Issue #3996, opened 2026-07-31
We need an "Agent View" for remote agents


gdotbat:
### Is your feature request related to a problem? Please describe.

Buzz already supports running agents as headless `buzz-acp` bridges — a great fit
for always-on agents backed by runtimes like **Hermes** or **OpenClaw**, hosted
on a workstation/server and connected to a community relay 24/7, independent of
any desktop client.

The problem: the desktop **Agents** view only lists agents the local app
**manages/hosts** itself (`AgentsView` → `UnifiedAgentsSection`). Externally-hosted
bridge agents never appear there. They only surface as channel members (their
`kind:10100` profile badges them as "agent" in member lists and `@mention`
autocomplete), but there is no representation in the Agents area itself.

This forces a bad tradeoff:

- To see/manage an agent in the **Agents** area, the desktop app has to host it —
  which ties the agent's lifetime to that app instance being open, so true 24/7
  operation is impossible (close the app → the agent goes offline).
- Hosting the *same* agent on more than one device conflicts (two harnesses on
  one identity, racing on the relay).
- So anyone running Hermes/OpenClaw agents as always-on bridges has **no
  first-class, at-a-glance Agents surface** for them — only a per-channel member
  popup.

### Describe the solution you'd like

1. **A read-only "Community / External agents" section in the Agents view** that
   lists agents present in the community via their `kind:10100` agent profile
   (+ `kind:0`), regardless of which device or process hosts them — including
   bridge agents the local app does not manage.
2. **Clear separation of "Managed here" vs "External".** Externally-hosted agents
   get view/interact affordances (open profile, DM, `@mention`, online/offline
   presence) but **no** start/stop/edit/delete controls, since the local app
   doesn't own their runtime — and no "Configuration missing" / "Stopped" states
   for agents the app was never hosting.
3. **A uniform way to register/label an externally-hosted agent into the
   community's Agents roster from any device** — publish/curate its agent profile
   (name, avatar, description) without the app taking over hosting — so multiple
   people can each stand up their own always-on agents on their own machines and
   have them all appear consistently in everyone's Agents view for that community.

### Describe alternatives you've considered

- **Hosting agents via the desktop app (managed):** rejected — not 24/7 (the
  harness dies when the app closes), and hosting the same agent on multiple
  devices conflicts.
- **Publishing `kind:10100` manually** (e.g. via `buzz channels set-add-policy`):
  makes the agent show up in member lists / mentions, but **not** in the Agents
[...]

Issue #3054, opened 2026-07-27
[Bug] Agents created outside the current app-managed store do not appear in the Agents tab


jiyeonseo:
## Summary

Agents created through the external `buzz-acp` CLI, or through a different Buzz app bundle/profile, do not appear in the desktop app's Agents tab.

This makes agents that are present and active on the local relay look as if they were missing.

## Observed behavior

- The local relay contains the agent and the agent can participate in channels/respond through `buzz-acp`.
- The desktop app's Agents tab does not list that agent.
- The tab only shows agents registered in the current app's local managed-agent store.
- The production and development app bundles use separate managed-agent stores, so agents created in one are not automatically visible in the other.

## Expected behavior

The Agents tab should either:

1. discover and display agents associated with the current community/relay, including externally managed `buzz-acp` agents, or
2. clearly distinguish app-managed agents from externally managed agents and provide an explicit import/adopt flow.

If adopting an existing agent is supported, it should preserve the agent's existing identity where possible rather than silently creating a duplicate.

## Steps to reproduce

1. Start a local Buzz relay.
2. Create/configure an agent using the external `buzz-acp` CLI and connect it to the local relay.
3. Confirm that the agent is present in a channel and can respond to a message.
4. Open the Buzz desktop app connected to the same local relay/community.
5. Open the Agents tab.
6. Observe that the externally managed agent is not listed.

The same issue can be reproduced by creating an app-managed agent in a development build and then opening the production build.

## Environment

- Buzz Desktop: 0.4.26
- Local self-hosted relay
- External agent runtime: `buzz-acp`
- macOS

## Notes

The current behavior appears to come from the Agents view reading only the current app bundle's local managed-agent storage rather than merging relay-visible agents or offering an import path.

davidglogan:
Confirming this from a real deployment tonight: stood up an agent (Grok Build, xAI) purely via the external `buzz-acp` CLI on its own dedicated VM — never touched via the Desktop app at all, by design (our project's security model deliberately keeps every agent's process off the machine running the human's own Desktop client).

The agent is fully functional at the relay level — correct `role: "bot"` channel membership, responds to @mentions, introduces itself in group channels, DMs work — but is entirely absent from Desktop's Agents tab, exactly as described here. Took a bit of investigation to confirm this was expected/by-design rather than a misconfiguration on our end (traced it to `desktop/src-tauri/src/managed_agents/discovery.rs`, which is scoped to locally-launchable runtimes only).

[...]

PR #4006, opened 2026-07-31
feat(desktop): connect self-hosted agents

dspury:
Stacked on #3990. The incremental review for this PR is two commits:

- `feat(desktop): connect self-hosted agents Buzz does not own`
- `refactor(desktop): split initial window helpers`

## Summary

- add connected-agent storage separate from Buzz-managed agent records
- add read-only/connect Tauri commands for recording self-hosted agent identities by host, pubkey, name, and observed harness
- add the desktop Connect agent dialog and Connected agents section
- validate pubkey input so pasted secret keys are rejected and never echoed
- keep connected agents out of lifecycle/spawn fields by using a dedicated record type
- move existing initial-window helpers out of `lib.rs` so new command registrations stay within the desktop file-size guard

## Why

Some agents already run outside the Buzz desktop process. Buzz should be able to remember and display those identities without taking custody of their keys, command, process lifecycle, or environment.

The additional Tauri commands also pushed the app entrypoint across its file-size limit. The initial-window helpers now live in a focused module with no behavior change.

## Validation

- `cargo test --manifest-path desktop/src-tauri/Cargo.toml remote_agent_connect --lib`
- `cargo test --manifest-path desktop/src-tauri/Cargo.toml connected_agents --lib`
- `just desktop-tauri-clippy`
- `cd desktop && pnpm check`
- `cd desktop && node --import ./test-loader.mjs --experimental-strip-types --test src/features/agents/ui/connectAgentIntent.test.mjs`
- `git diff --check origin/pr/remote-harness-discovery..HEAD`

## Related direction

- Part of the one-Agent / execution-binding direction discussed in #4174.
- Stacked on #3990; followed by #4029, #4144, and #4146.
- Addresses the host-owned identity visibility gap behind #3054 and supports the first-class remote Agent View direction in #3996.
- Complements the provider-managed remote-agent spec in #3748 by covering agents whose key and runtime remain owned by a self-hosted harness.


murdawkmedia:
I reviewed the connected-agent path at the current head (the latest `initial_window` extraction does not affect these findings). The separate public-only store and lack of local lifecycle controls are strong boundaries, but I think two issues need resolving before the UI calls this a connected agent:

1. **The host is not bound to the supplied identity.** `connect_remote_agent` accepts any valid pubkey for any configured SSH alias, and the UI intentionally allows submission after a failed/absent probe. Reachability plus an observed harness binary does not prove that the holder of that pubkey runs on that host. I would model this as an **unverified endpoint bookmark** unless a host-executed signed challenge or matching self-signed relay assertion establishes the binding. Tests should cover mismatched host/pubkey and stale/replayed proof.

2. **The SSH probe can disagree with OpenSSH and runs before explicit consent.** The partial parser ignores `Include`, `Match`, global/default precedence, inline-comment and first-obtained-value semantics, then passes its parsed port with `-p`, overriding the effective configuration. Prefer passing only a validated alias and deriving facts from `ssh -G alias`. Opening the dialog selects the first host and starts a POSIX-shell probe automatically; that invokes remote CLIs with `--version` before an explicit Probe action and does not support Windows SSH targets. Please make probing explicit and platform-aware.

The product-level split I would preserve is: community agents come from signed relay identity/membership facts; this file supplies only optional local endpoint annotations keyed by pubkey. That retains the good secret/lifecycle isolation here without making SSH a prerequisite for visibility or implying an unproven host↔identity relationship.

dspury:
@murdawkmedia this framing makes sense to me. I agree the current shape is closer to a local endpoint annotation/bookmark unless we add a real host↔identity proof.

I’m going to defer changes here for now because this crosses SSH discovery, identity proof, UI wording, and the still-open direction in #4174. I’ll keep this draft until that abstraction is clearer rather than trying to patch one piece in isolation.

dspury:
Follow-up after the current #4174 review: I am keeping this PR draft and am not patching the existing stack in place. The review findings still stand: the current code neither proves a host-to-pubkey binding nor matches OpenSSH resolution/explicit-consent semantics closely enough to label the record a connected agent.

The upstream direction now makes signed relay identity and directory facts the authoritative visibility path. If this local feature is revived, it should be redesigned as an optional endpoint annotation keyed by an already-known pubkey, use explicit user-triggered probing via effective OpenSSH configuration, and avoid implying identity proof without a fresh signed challenge. That is a contract change, not a safe incremental fix on the current conflicting branch.

dspury:
Closing this draft because persistent connected-agent records and SSH-backed lifecycle assumptions no longer match Buzz's relay-native remote-agent/provider direction in #4174. Any harness-specific connection logic will live outside Buzz and consume public contracts. The source branch is being retained.

PR #4008, opened 2026-07-31
fix: reauthenticate databricks model discovery

kalvinnchau:
## Summary
- preserve Databricks catalog 401 responses as authentication failures and retry discovery exactly once after silently refreshing the rejected bearer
○ ○ ○
Filter the records for lines holding the string "split". Copy each one.

*Exercise answer*:
- `refactor(desktop): split initial window helpers`
The product-level split I would preserve is: community agents come from signed relay identity/membership facts; this file supplies only optional local endpoint annotations keyed by pubkey. That retains the good secret/lifecycle isolation here without making SSH a prerequisite for visibility or implying an unproven host↔identity relationship.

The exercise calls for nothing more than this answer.